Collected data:
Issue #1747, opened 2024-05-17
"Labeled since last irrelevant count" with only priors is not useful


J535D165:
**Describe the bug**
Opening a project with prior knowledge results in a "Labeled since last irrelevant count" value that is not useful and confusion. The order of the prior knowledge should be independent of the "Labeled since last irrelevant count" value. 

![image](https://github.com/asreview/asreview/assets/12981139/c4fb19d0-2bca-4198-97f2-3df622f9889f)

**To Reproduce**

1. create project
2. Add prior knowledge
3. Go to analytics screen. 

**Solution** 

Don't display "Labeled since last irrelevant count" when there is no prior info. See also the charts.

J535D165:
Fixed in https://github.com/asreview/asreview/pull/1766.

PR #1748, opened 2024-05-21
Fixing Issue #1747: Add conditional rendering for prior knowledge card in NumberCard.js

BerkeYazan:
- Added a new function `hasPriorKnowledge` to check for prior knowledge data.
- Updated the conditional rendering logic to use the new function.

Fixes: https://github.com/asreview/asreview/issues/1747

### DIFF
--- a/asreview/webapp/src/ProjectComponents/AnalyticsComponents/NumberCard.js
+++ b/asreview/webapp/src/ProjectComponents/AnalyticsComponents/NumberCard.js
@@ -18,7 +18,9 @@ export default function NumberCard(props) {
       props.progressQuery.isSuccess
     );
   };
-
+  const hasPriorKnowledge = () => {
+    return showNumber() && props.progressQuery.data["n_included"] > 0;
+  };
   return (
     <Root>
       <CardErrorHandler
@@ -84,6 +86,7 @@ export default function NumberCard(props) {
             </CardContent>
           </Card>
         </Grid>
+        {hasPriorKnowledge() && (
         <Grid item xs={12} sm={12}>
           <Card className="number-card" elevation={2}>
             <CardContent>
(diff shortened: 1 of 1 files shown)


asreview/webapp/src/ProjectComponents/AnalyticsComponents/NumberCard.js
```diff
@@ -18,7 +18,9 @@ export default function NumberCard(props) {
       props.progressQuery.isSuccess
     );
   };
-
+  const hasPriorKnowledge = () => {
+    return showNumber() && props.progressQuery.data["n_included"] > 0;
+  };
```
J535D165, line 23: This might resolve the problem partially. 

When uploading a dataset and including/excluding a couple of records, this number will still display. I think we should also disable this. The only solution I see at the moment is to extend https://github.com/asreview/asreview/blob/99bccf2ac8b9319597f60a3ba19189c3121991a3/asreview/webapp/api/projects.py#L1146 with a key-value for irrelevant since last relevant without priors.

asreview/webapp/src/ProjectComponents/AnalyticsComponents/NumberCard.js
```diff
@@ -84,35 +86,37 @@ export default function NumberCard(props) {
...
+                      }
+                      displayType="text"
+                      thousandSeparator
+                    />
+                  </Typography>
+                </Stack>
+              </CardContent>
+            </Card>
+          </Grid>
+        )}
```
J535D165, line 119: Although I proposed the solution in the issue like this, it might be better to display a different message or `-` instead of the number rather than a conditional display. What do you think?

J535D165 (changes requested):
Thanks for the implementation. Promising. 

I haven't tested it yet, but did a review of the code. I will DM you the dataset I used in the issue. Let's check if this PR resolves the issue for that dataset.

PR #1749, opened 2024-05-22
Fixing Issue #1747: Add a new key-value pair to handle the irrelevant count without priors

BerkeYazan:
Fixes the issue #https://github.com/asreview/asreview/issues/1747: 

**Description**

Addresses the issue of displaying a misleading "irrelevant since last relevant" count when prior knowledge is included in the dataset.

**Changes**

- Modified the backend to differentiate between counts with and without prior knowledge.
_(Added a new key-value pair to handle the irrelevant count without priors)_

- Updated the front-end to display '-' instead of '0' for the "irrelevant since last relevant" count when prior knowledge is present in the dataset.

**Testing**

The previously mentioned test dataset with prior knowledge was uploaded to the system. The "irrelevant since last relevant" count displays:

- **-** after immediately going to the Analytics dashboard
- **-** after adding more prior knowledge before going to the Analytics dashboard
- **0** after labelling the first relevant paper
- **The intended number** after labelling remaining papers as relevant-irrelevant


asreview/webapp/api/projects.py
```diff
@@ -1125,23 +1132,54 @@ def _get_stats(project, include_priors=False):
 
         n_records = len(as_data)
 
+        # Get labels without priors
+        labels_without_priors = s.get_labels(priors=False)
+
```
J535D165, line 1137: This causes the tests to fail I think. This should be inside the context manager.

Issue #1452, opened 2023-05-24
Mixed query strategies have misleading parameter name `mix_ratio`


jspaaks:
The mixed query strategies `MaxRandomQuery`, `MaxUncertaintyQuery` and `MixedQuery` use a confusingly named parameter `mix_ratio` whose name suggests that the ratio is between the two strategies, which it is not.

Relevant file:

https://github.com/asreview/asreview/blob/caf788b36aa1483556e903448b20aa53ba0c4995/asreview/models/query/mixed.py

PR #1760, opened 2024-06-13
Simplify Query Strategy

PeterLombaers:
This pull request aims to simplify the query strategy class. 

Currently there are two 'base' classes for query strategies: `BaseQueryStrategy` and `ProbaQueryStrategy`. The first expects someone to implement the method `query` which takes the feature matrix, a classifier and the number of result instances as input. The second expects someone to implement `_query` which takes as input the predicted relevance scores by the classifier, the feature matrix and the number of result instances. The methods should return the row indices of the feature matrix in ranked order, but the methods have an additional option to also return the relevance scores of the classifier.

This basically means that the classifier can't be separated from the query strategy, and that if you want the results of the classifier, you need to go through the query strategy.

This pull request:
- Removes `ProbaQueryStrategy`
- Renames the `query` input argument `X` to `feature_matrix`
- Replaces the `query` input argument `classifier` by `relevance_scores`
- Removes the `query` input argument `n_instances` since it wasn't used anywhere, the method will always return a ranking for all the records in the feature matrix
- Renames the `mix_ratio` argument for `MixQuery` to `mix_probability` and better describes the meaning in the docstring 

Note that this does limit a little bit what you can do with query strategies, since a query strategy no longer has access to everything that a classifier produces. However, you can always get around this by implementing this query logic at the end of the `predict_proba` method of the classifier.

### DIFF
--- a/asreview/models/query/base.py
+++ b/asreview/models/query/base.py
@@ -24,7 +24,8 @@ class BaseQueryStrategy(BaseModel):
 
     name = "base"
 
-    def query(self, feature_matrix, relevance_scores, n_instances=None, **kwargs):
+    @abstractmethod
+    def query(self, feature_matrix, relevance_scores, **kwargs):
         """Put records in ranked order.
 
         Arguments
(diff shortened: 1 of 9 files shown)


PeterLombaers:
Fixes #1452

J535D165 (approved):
--
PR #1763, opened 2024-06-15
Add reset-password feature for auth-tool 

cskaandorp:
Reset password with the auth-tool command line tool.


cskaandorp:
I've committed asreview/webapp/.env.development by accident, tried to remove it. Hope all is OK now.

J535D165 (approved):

### WHAT NEEDS TO BE DONE
Each line above that includes the word "Fixing" is to be copied.

### SOLUTION TO THE PROBLEM
Fixing Issue #1747: Add conditional rendering for prior knowledge card in NumberCard.js
Fixing Issue #1747: Add a new key-value pair to handle the irrelevant count without priors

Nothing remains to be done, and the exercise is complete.